Required action
Transcribe the data that follows precisely, omitting nothing.

Provided material below:

PR #209, opened 2020-02-23
Reduce execute and fetch one calls

druscoe:
Hi,

Im opening this PR for input from other devs if that is okay.

Ive tried to reduce the number of calls to sqlite3.execute and sqlite3.fetchone as profiling has highlighted these two as the biggest bottlenecks. I am managing to reduce the number of calls and delete code :) but the profiling is still giving consistent results on the amount of time spent executing each function. Is the effort of continuing with idea worth the effort?

Please see the commit logs for both commits as they contain performance metrics.

Thanks
Damo

### DIFF
--- a/jellyfin_kodi/objects/kodi/kodi.py
+++ b/jellyfin_kodi/objects/kodi/kodi.py
@@ -40,11 +40,6 @@ class Kodi(object):
 
         return self.cursor.fetchone()[0] + 1
 
-    def create_entry_person(self):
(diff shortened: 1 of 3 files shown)


TrueTechy:
The addon writes to both the jellyfin database and the kodi database for every item in both. I wonder if we could find where the specific code that's bottleneck it is given the reduction thus far is in the 100s of millisecond ranges it might be wise to spend time working on issues elsewhere?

End of Provided material.

Task solution
PR #209, opened 2020-02-23
Reduce execute and fetch one calls

druscoe:
Hi,

Im opening this PR for input from other devs if that is okay.

Ive tried to reduce the number of calls to sqlite3.execute and sqlite3.fetchone as profiling has highlighted these two as the biggest bottlenecks. I am managing to reduce the number of calls and delete code :) but the profiling is still giving consistent results on the amount of time spent executing each function. Is the effort of continuing with idea worth the effort?

Please see the commit logs for both commits as they contain performance metrics.

Thanks
Damo

### DIFF
--- a/jellyfin_kodi/objects/kodi/kodi.py
+++ b/jellyfin_kodi/objects/kodi/kodi.py
@@ -40,11 +40,6 @@ class Kodi(object):
 
         return self.cursor.fetchone()[0] + 1
 
-    def create_entry_person(self):
(diff shortened: 1 of 3 files shown)


TrueTechy:
The addon writes to both the jellyfin database and the kodi database for every item in both. I wonder if we could find where the specific code that's bottleneck it is given the reduction thus far is in the 100s of millisecond ranges it might be wise to spend time working on issues elsewhere?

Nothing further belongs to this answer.